-- AIM OF THE TASK --
Scan the records for the string "mention"; copy each line where it occurs.

-- RECORD EXTRACTS --
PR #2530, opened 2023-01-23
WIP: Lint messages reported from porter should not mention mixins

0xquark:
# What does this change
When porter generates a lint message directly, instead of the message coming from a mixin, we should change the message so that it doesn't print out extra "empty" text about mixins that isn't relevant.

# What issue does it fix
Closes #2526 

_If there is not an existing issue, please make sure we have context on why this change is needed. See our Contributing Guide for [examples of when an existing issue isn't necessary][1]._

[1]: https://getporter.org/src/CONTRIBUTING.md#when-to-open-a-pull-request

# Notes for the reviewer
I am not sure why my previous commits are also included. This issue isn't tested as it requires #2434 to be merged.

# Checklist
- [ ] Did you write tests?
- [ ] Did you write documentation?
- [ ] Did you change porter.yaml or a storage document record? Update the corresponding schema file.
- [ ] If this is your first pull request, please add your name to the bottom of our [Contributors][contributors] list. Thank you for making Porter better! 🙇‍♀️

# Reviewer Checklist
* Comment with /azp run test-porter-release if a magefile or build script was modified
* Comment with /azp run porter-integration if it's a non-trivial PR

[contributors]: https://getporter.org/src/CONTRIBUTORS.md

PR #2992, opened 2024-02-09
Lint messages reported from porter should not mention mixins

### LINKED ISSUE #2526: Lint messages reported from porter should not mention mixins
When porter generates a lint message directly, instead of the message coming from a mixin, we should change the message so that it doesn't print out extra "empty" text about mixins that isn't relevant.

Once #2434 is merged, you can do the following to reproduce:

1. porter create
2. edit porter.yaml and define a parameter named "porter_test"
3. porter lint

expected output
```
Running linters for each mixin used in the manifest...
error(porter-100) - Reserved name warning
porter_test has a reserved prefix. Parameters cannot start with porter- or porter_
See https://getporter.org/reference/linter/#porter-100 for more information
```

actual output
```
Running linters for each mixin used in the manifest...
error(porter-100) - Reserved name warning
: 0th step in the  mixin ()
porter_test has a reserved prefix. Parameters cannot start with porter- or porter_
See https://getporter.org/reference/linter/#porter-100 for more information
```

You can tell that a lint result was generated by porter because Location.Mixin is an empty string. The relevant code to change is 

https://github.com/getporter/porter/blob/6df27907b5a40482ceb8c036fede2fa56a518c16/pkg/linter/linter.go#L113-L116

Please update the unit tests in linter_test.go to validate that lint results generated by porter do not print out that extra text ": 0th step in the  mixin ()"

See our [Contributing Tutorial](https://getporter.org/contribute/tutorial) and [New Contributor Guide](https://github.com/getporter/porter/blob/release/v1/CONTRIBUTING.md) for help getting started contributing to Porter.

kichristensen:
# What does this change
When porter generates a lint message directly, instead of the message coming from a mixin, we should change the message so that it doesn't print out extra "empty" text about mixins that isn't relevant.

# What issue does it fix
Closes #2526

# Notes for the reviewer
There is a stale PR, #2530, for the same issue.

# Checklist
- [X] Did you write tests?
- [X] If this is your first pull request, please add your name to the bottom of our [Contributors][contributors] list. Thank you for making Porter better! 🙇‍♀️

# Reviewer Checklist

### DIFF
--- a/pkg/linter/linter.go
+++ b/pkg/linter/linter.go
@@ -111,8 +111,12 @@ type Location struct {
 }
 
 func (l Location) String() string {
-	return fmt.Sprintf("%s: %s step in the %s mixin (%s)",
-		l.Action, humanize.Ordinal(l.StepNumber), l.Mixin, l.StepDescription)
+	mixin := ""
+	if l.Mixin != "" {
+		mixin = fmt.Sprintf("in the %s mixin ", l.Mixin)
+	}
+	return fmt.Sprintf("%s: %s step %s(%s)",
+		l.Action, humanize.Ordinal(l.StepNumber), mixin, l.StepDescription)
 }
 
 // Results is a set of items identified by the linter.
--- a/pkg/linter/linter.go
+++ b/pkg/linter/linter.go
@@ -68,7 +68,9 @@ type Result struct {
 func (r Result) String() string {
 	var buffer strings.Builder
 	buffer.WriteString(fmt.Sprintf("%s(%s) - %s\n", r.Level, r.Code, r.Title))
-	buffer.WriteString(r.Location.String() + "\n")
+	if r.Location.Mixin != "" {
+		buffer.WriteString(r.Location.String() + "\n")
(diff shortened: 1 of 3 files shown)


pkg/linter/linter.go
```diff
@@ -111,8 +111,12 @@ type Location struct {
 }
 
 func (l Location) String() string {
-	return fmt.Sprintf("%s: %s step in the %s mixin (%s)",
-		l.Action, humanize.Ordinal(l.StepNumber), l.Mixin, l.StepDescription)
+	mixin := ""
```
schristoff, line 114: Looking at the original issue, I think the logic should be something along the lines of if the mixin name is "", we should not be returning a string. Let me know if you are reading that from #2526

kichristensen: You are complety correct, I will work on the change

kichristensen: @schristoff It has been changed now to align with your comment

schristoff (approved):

-- OUTPUT FOR THIS TASK --
WIP: Lint messages reported from porter should not mention mixins
Lint messages reported from porter should not mention mixins
### LINKED ISSUE #2526: Lint messages reported from porter should not mention mixins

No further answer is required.